Mother paraded as “intimidated martyr” to cheat gay couple of surrogacy arrangement – Family Court

11 May 2015 by

surrogate_motherH & S (Surrogacy Arrangement) EWFC 36, 30 April 2015

M, a fifteen month old girl, was born as the result of artificial or assisted conception and of a highly contested agreement between S (the mother, a Romanian national) and H (the father, of Hungarian extraction) and B (the second applicant and H’s partner who had moved to the UK in 2004). None of these parties are portrayed in the photograph illustrating this post.  Read judgment here

H is in a long-term and committed relationship with B and was at the time of conception.
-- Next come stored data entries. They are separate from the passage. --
Issue #462, opened 2022-11-10
Running comprehensive suite of WE2E tests overwhelms some platforms


mkavulich:
## Expected behavior
All comprehensive tests should run 
## Current behavior
The large number of cron tasks needing to be executed simultaneously (57 for the current comprehensive suite) as well as the large number of submitted jobs (several hundred) results in problems on certain platforms. The known issues are detailed in the next section.

### Cheyenne
The large number of cron tasks needing to be executed simultaneously (57 for the current comprehensive suite) strains the capability of the node(s) handling cron jobs on the Cheyenne machine. CISL has asked us specifically to limit our use of cron in this way.
### Hera
The large number of individual tests means that on platforms with a by-user job submission limit (300 on Hera) can be surpassed. While this does not create errors, attempting to submit additional jobs results in the new jobs being rejected, which rocoto counts as a failure and does not handle well.

## Steps To Reproduce
Run the comprehensive suite of WE2E tests on the platforms described above.

## Detailed Description of Fix
There are a few potential fixes for these issues individually, but the best fix would be to create a python script that will set up each test in the comprehensive suite, generate all of them, and track and manage the active jobs using rocoto rather than creating a crontab entry for each test. This python script would be intended to run continuously until all WE2E tasks are complete, and could be run via the command line or submitted to a compute node. By functioning this way, we will bypass the cron functionality to avoid those issues, and it will be relatively easy to implement any necessary throttling to avoid issues related to the number of submitted jobs.

## Possible Implementation
My proposal for this implementation would be to create a script that initially has just the basic functionality described above, which could be created quickly and used to run the comprehensive test suite in the short term. Once implemented, the script could be fleshed out to include all the necessary functionality of run_WE2E_tests.sh, eventually superseding it completely.

Bonuses of a re-write in python include 
 - Working nicely with the existing efforts to python-ize the app
 - Take advantage of existing python tools easily
 - Would make adding additional useful functionality, such as a test summary file detailing the status of each test, much easier. 

### Specific requirements:
 - Should be able to run from login node or batch queue
 - Must be able to stop specific tests without killing all tests
 - *desired but not required* Should be able to resume interrupted test suite

mkavulich:
#466 Represents a good interim solution for the Cheyenne crontab issue. I will be working on a more complete re-write of run_WE2E_tests.sh in python in the coming days for a more complete solution to these issues.

Issue #369, opened 2022-09-22
Workflow end-to-end script should follow standard syntax for arguments, documentation needs updating


mkavulich:
Original issue opened by @climbfuji migrated from regional_workflow repository: https://github.com/ufs-community/regional_workflow/issues/607

## Description
Currently the workflow end-to-end script uses a non-standard format for arguments passed to the script, for example:
```
./run_WE2E_tests.sh \
    tests_file="explist.txt" \
    machine="HERA" \
    account="gsd-hpcs"
```
Standard syntax would be
```
./run_WE2E_tests.sh \
    --tests_file="explist.txt" \
    --machine="HERA" \
    --account="gsd-hpcs"
```
or
```
./run_WE2E_tests.sh \
    -t "explist.txt" \
    -m "HERA" \
    -a "gsd-hpcs"
```
or a mixture of these. This should be changed, because it causes unnecessary confusion.

Also, the documentation in https://ufs-srweather-app.readthedocs.io/en/latest/WE2Etests.html is outdated.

H and B contended that they had an agreement with S that she would act as a surrogate and that H and B would co-parent the child but that S would continue to play a role in the child’s life.  It was a central part of their evidence that S offered to help them become parents and, following discussions between them, first with H and then involving B, the parties agreed to proceed on the basis that H and B would be the parents to the child and that S would have a subsidiary but active role. On 20 or 22 April 2013 M was conceived by artificial insemination using sperm from H at the applicants’ home. It is agreed by all parties that B was at home when the insemination took place. 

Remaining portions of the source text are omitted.